We cannot agree, however, that an employee can recover punitive damages for violation of the Missouri service letter statute without showing actual or legal malice on the part of the employer. E.g., Schilligo v. Purolator Courier Corp., 824 F.2d 660, 663-64 (8th Cir.1987) (Missouri service letter statute); Comerio v. Beatrice Foods Co., 616 F. Supp. 1423, 1426 (E.D.Mo.1985) (Missouri service letter statute); Schmidt v. Central Hardware Co., 516 S.W.2d 556, 560 (Mo.Ct.App.1974). "[F]ailure to issue [a service letter], standing alone, will not warrant an award of punitive damages." Schilligo v. Purolator Courier Corp., 824 F.2d at 664.

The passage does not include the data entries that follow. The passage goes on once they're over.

PR #39, opened 2019-05-09
feat: add anchor tags and smooth scroll

vpicone:
This PR adds an `AutolinkHeader` component is used in h1, h2 and h3 MDX components to add auto generated anchor tags and heading ids.

This approach means we have total control over the links and the tag element when compared to `gatsby-remark-autolink-headers`.


alisonjoseph:
Looking good! I think we might also need this for h4s (we have it linking h4s on Carbon) but we should double check w/ @jeanservaas on that

packages/gatsby-theme-carbon/src/components/markdown/AutolinkHeader.js
```diff
@@ -0,0 +1,59 @@
+import React from 'react';
+import GHSlugger from 'github-slugger';
+import Link from '@carbon/icons-react/lib/link/20';
+import { css } from '@emotion/core';
+import styled from '@emotion/styled';
+
+const slugger = new GHSlugger();
+
+const Anchor = styled.a`
```
alisonjoseph: Can we put these styles in a sass file 😇

vpicone: className toggling is for squares!

vpicone: ( I'll check it out :) )

vpicone:
I switched the AutolinkHeader to use what I think would be our ideal sass setup [for components](https://github.com/carbon-design-system/gatsby-theme-carbon/tree/675dadd69d019801947b3289c7dd997c21b6085e/packages/gatsby-theme-carbon/src/components/AutolinkHeader
).

Using the module approach ensures we won’t have any name collisions between the devs and our styles which would eliminate the need for prefixing in both css and js files. It also prevents the possibility of smelly global patterns and  inter-component collisions within our own app (eliminates the need for contrived BEM-ish class names)

packages/gatsby-theme-carbon/src/components/AutolinkHeader/AutolinkHeader.js
```diff
@@ -0,0 +1,36 @@
+import React from 'react';
+import GHSlugger from 'github-slugger';
+import Link from '@carbon/icons-react/lib/link/20';
+import cx from 'classnames';
+
+import { header, anchor } from './AutolinkHeader.module.scss';
```
vpicone: You can destructure the class names from the sass module.

`hypenated-class` would become `hyphenatedClass`

you can also just do `import styles from 'x.module.scss'` and then use styles.anchor etc.

packages/gatsby-theme-carbon/src/components/AutolinkHeader/AutolinkHeader.module.scss
```diff
@@ -0,0 +1,25 @@
+@import '~carbon-components/scss/globals/scss/vars';
```
vpicone: Only importing the necessary sass. It's important this sass is variables only so it doesn’t generate css on every module.

packages/gatsby-theme-carbon/src/components/markdown/AutolinkHeader.js
vpicone: > Looking good! I think we might also need this for h4s (we have it linking h4s on Carbon) but we should double check w/ @jeanservaas on that

She said h1-h3 is actually preferred.

PR #62, opened 2019-05-16
feat: add sticky tab feature

vpicone:
TODO:

- [X] Implement sticky behavior on pages with tabs
- [X] Global header hide/reveal on scroll for desktop

Changes:
- Refactor PageHeader and PageTabs to use scss modules
- Adjust z-index for overlay, nav, and site-switcher to match spec


vpicone:
@alisonjoseph @jeanservaas I wanted to test the darker type color for inactive tabs like you see on the IDL. Wondering what you think about it vs. the carbon website version where they're all white all the time.

screen

jeanservaas:
LGTM but are we still doing the header hide on scroll in desktop?

jeanservaas:
Like darker type color for inactive btw

vpicone:
> LGTM but are we still doing the header hide on scroll in desktop?

Yah, it’s in my todo list at the top

vpicone:
> the alignment of the type within the tabs looks a little off maybe? compared with IDL site:
> Screen Shot 2019-05-16 at 1 36 07 PM
> 
> other than that, looks good! this current state of always keeping the global header visible is also a good option.

Unfortunately the IDL doesn't even align with itself sometimes 🤣
Screen Shot 2019-05-16 at 2 54 03 PM

I updated them across the board to account for the border-top though thanks!

PR #79, opened 2019-05-20
Consider opening ResourceLinks in new tab

josefaidt:
Consider opening outbound links in a new tab.

## Changes

- add `target="_blank"` to open in a new tab
- add `rel="noopener noreferrer"` for security and performance


josefaidt:
Added an additional check to only add extra props if link href includes `http`

packages/gatsby-theme-carbon/src/components/LeftNav/ResourceLinks.js
```diff
@@ -7,18 +7,23 @@ const LeftNavResourceLinks = ({ links }) =>
...
-        >
-          {link.title}
-        </SideNavLink>
-      ))}
+      {links.map((link, i) => {
+        const linkProps = !link.href.includes('http')
+          ? { element: Link }
+          : { element: 'a', target: '_blank', rel: 'noopener noreferral' }
+        return (
+          <StyledLink
```
alisonjoseph: Did you mean to change this to `<StyledLink>` ? getting a build error
```
15 |           <StyledLink
     |           ^
  16 |             key={i}
  17 |             style={{ marginTop: i === 0 ? '1rem' : 0 }}
  18 |             icon={<LaunchIcon />}


  WebpackError: ReferenceError: StyledLink is not defined
  
  - ResourceLinks.js:15 
```

josefaidt: oof, I was wrapping it to change some styling. Changed it back

josefaidt:
That is a good point. I could just revert it and spread props into the link component

vpicone:
I've always been conflicted about this, If I wanted to open it in a new tab I'd middle/cmd+click. I generally don't mess with the default anchor link behavior on my own projecrts but could go either way here.

vpicone:
Also, thanks so much for chipping in @josefaidt! Excited to have you playing with the project.

josefaidt:
I think I may have misunderstood the "Resource Links" purpose initially, which is what prompted this PR. I have no ties to it, but I'm re-rolling the component myself to get the functionality. Would it be more beneficial to add a prop to the link object that enables the ability of opening to a new tab? 
Something like:

```js
const links = [
  {
    title: 'Some Title'
    href: 'https://google.com'
    outbound: true,
  },
]
```

We could also use that flag to set the appropriate icon. Currently I'm wrapping the `SideNavLink` component to render the icon (this is due to Carbon scss targeting only the last two items in the SideNav), using:

```js
const StyledLink = styled(SideNavLink)`
  flex-direction: row-reverse;
  justify-content: space-between;

  & > div.bx--side-nav__icon {
    display: block !important;
    flex: 0 !important;
  }
`
```

vpicone:
What if we instead of taking an opinionated stance on opening new tabs we let the developer supply additional link props when they define their links array. 

Then we spread those values into the links. Would allow for things like `aria-label` as well.

So shadowing would look like:

`example/src/gatsby-theme-carbon/components/LeftNav/ResourceLinks.js`

```jsx
import React from 'react';
import ResourceLinks from 'gatsby-theme-carbon/src/components/LeftNav/ResourceLinks';

const links = [
  { title: 'Github', href: 'https://github.com', ['aria-label']: 'link to github' },
  { title: 'Storybook', href: 'https://react.carbondesignsystem.com' },
];

const CustomResources = () => <ResourceLinks links={links} />;

export default CustomResources;
```

josefaidt:
Something like this?

```js
const links = [
  {
    title: 'Slack',
    href: 'https://ibm-gbs-lk.slack.com',
    target: '_blank',
    rel: 'noopener noreferral',
  },
  {
    title: 'Github',
    href: 'https://github.ibm.com/',
    target: '_blank',
    rel: 'noopener noreferral',
  },
]

const CustomResources = () => (
  <>
    <hr className="bx--side-nav__divider" />
    {links.map((link, i) => (
      <SideNavLink
        key={i}
        style={{ marginTop: i === 0 ? '1rem' : 0 }}
        icon={<LaunchIcon />}
        href={link.href}
        className="bx--side-nav--website-link"
        element={!link.href.includes('http') ? Link : 'a'}
        {...link}
      >
        {link.title}
      </SideNavLink>
    ))}
  </>
)
```

This actually adds the `title` attribute as well, which may be an unwanted side effect?

image

vpicone:
@josefaidt HA looks like an unfortunate consequence of a poor naming choice. We could change the `title` property to `text` or add a title="" after the spread.

I'd also be okay with a `shouldOpenNewTabs` prop to resource links that enables the new tab behavior for all outgoing links. Probably better developer experience than specifying per link.

josefaidt:
I reverted a few of the changes and added `shouldOpenNewTab`, not sure if this is the implementation you were thinking of. 

```js
const LeftNavResourceLinks = ({ links }) =>
  links ? (
    <>
      <hr className="bx--side-nav__divider" />
      {links.map((link, i) => {
        const additionalProps = !link.shouldOpenNewTab ? '' : ({
          element: 'a',
          target: '_blank',
          rel: 'noopener noreferral'
        })
        return (
          <SideNavLink
            key={i}
            style={{ marginTop: i === 0 ? '1rem' : 0 }}
            icon={<LaunchIcon />}
            className="bx--side-nav--website-link"
            element={!link.href.includes('http') ? Link : 'a'}
            {...additionalProps}
          >
            {link.text}
          </SideNavLink>
      )})}
    </>
  ) : null;
```

Were you thinking add `shouldOpenNewTabs` in the ResourceLink component? To enable *all* links in the array to open in a new tab?

josefaidt:
This prompts another decent question I have, do yall want to display the launch icon if the link is set to open in a new tab? I had to do some additional wrapping and styling to mitigate the UI Shell styling, which targets only the last two links on the navbar

```js
const StyledLink = styled(SideNavLink)`
  flex-direction: row-reverse;
  justify-content: space-between;

  & > div.bx--side-nav__icon {
    display: block !important;
    flex: 0 !important;
  }
`
```

vpicone:
@josefaidt wrestling with inflexible UI shell styling has been the bane of this project. It's already been hacked to be way different than the actual component behavior. I'd like to avoid over-riding further and consider re-writing the component with the sass+css module aproach we're taking elsewhere.

vpicone:
>Were you thinking add shouldOpenNewTabs in the ResourceLink component? To enable all links in the array to open in a new tab?

@josefaidt yeah sorry, the per-link implementation looks really gnarley

vpicone:
I think the primary issue here is an inflexible API coming from the links prop. It should just be children so the developer can pass in whatever they want. Presumably sidenav links with or without the props they prefer.

vpicone:
@josefaidt I feel like I took this PR off course haha. If you want to make external links open in a new tab I'm cool with that. We can investigate making the API more flexible if the LeftNav get's re-written.

josefaidt:
Hi Vince! Apologies for taking a good minute to respond, I've gotten caught up in some new training. Revisiting this I've added a check to declare that all links provided beginning with `http` will open in a new tab. This **assumes** such links are outbound, and currently will not always have an "external" identifier due to the nature of the current UI shell.

vpicone:
@josefaidt no worries! dumb question: have you tried just supplying those props no matter what? I know the Link element from gatsby can function as a regular link as well, just wondering if the check is necessary or we can just always throw them on.

josefaidt:
I haven't tried that, and the reason being that the internal links should open in the same tab imo. My thought process for the link usability:

|          | Element | Open in new tab | include LaunchIcon |
| -------- | ------- | --------------- | ------------------ |
| Internal | `Link`  | false           | false              |
| External | `a`     | true            | true               |

I believe maybe we don't *need* the new tab, but maybe if we could define whether or not to display the launch icon to ultimately differentiate internal links from external. This may go back on the design of the UI shell.

vpicone:
Nice, I think we're going to be re-writing a the left nav since it already has some hacks around shell. You should fly out to Austin so we can work on it!

josefaidt:
Ha I'd love to come out and help, don't tempt me! I could add some checks to add the icon, we'd just have to use that wrapped component to override the defaults of the UI Shell side navigation styles. Let me see what I can come up with

josefaidt:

Although the record in the present case does not support actual malice, there was sufficient evidence to support a finding of legal malice, which exists where a wrongful act is intentionally done without just cause or excuse. See, e.g., Schmidt v. Central Hardware Co., 516 S.W.2d at 560. There was evidence in the record to show that Woodline not only knew about the requirements of the Missouri service letter statute but intentionally refused to comply with those requirements. The district court did not err in submitting the issue of punitive damages to the jury. However, the instructions on punitive damages, as given, failed to require the jury to find malice, actual, legal or otherwise, and to define malice. For this reason, we reverse the award of punitive damages and remand for a new trial on this issue only. See generally 3 E. Devitt, C. Blackmar & M. Wolff, Federal Jury Practice and Instructions Civil Sec. 85.19 & notes (4th ed. 1987); Mo. Approved Jury Instructions Civil Sec. 10.01 & notes on use (3d ed. Supp.1988).
Cautionary Instruction
Woodline next argues that the district court erred in refusing to give a proposed cautionary instruction on wrongful discharge. The giving of cautionary instructions is a matter committed to the discretion of the district court, and its decision will not be reversed absent a clear showing of abuse of discretion. We find no such abuse of discretion.
Accordingly, the judgment of the district court is affirmed in part and reversed in part, and the case is remanded to the district court for further proceedings on the punitive damages issue only.